Not only humans, but also plants and animals become more active in the spring. Most plants sprout new leaves, and birds and insects become more active. But how do plants and animals sense and adapt to seasonal changes? This is one of the main questions in our lab headed by Prof. Takashi Yoshimura. Previously, we used Japanese quail (Coturnix japonica) to address questions of seasonality. Because its reproductive state changes drastically between seasons, quail is an ideal model to study seasonal adaptation. Our lab has identified the mechanism of how quail sense spring in the brain and start breeding. We and others have also shown that a similar signaling pathway exists in other seasonal breeders, including mammals and big fish. Although quail is a great model to study seasonality, there are limited genetic resources, and it is nearly impossible to manipulate its genes.
Because of all the fantastic genomic resources for Japanese medaka (Oryzias latipes), especially in Japan, our lab started using this fish to study seasonality (Fig. 2). One big advantage of medaka is that genome editing is firmly established, so we can easily make knockout medaka. In addition, our lab is located in the National Institute for Basic Biology (NIBB), which is the primary resource center in Japan for all things related to medaka.
Figure 2. Japanese medaka Oryzias latipes.
Using this model for studying seasonal adaption, we wanted to understand how medaka sense and adapt to spring. Similar to quail, reproduction in medaka can be manipulated by photoperiod. If medaka are kept under short-days, they do not breed; however, if they are transferred to long-days, they will start to breed within two weeks. NIBB Assistant Professor Tsuyoshi Shimmura (now Associate Professor at Tokyo University of Agriculture and Technology) initially led this project (Fig. 3, left). He and his colleagues collected brain samples during the transition from short- to long-day conditions and performed transcriptome analysis. They found that an uncharacterized long non-coding RNA (lncRNA), later called LDAIR, was strongly induced and rhythmic after the transition to long days. I joined the lab as a Ph.D. student after the discovery of LDAIR, and my main task was to characterize its function (Fig. 3, right). I learned the CRISPR/Cas9 technique from Dr. Yusuke Takehana and Prof. Kiyoshi Naruse at NIBB, and we generated LDAIR knockout medaka. Since reproduction is the most obvious phenotype, we were hoping that LDAIR would be involved in seasonal reproduction. However, this was not the case. We did not find any reproductive differences between wild-type and knockout medaka. This worried me greatly at first, but eventually I realized that we had to move on. We then looked to the transcriptome data. We performed DNA microarray analysis and found that expression of a number of genes close to the LDAIR locus including corticotropin-releasing hormone receptor 2 (CRHR2) were significantly different. It is well-known that CRHR2 regulates some stress responses, so this data encouraged me to examine stress-related behaviors. Fortunately, we found several differences in behavior between wild-type and knockout medaka. After additional analyses, we were able to conclude that LDAIR regulates seasonal changes in the stress response. Although there were detours and setbacks on this project, it was a good learning experience for me, and I realize now that research does not always turn out as you expect. Interestingly, it has been reported that lncRNAs exist about the similar number to protein in mammals, and most of their functions are still unknown (Hon et al., 2017). Because lncRNAs are involved in seasonal adaptation in plants (Swiezewski et al., 2009; Heo and Sung, 2011), we speculate that other lncRNAs may also regulate environmental adaptation in animals.

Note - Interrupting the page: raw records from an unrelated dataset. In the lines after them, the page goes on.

Issue #1351, opened 2026-06-03
e2e: router test for directly-queried CNAME targets (ea_/eb_/bl_ + attribution) — gate the router image (#1344/#1345/#1346/#1348)


sameerparekh:
## Summary

Add a proper **router e2e test** (real VM router vs `scripts/e2e/fake-api`) that
exercises the directly-queried-CNAME-target path end to end and covers the
#1344 / #1345 / #1346 / #1348 fixes. It must run in the **live e2e suite** and
gate the **router image build**, not just busted unit tests.

## Why

#1344/#1345 (attribution label) and #1346 (kernel `ea_`/`eb_` set population)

Figure 3. Dr. Tsuyoshi Shimmura (left) and myself (right, Tomoya Nakayama).
This paper is published in Nature Ecology & Evolution by Tomoya Nakayama, Tsuyoshi Shimmura, Ai Shinomiya, Kousuke Okimura, Yusuke Takehana, Yuko Furukawa, Takayuki Shimo, Takumi Senga, Mana Nakatsukasa, Toshiya Nishimura, Minoru Tanaka, Kataaki Okubo, Yasuhiro Kamei, Kiyoshi Naruse and Takashi Yoshimura.
This paper in Nature Ecology & Evolution is available here.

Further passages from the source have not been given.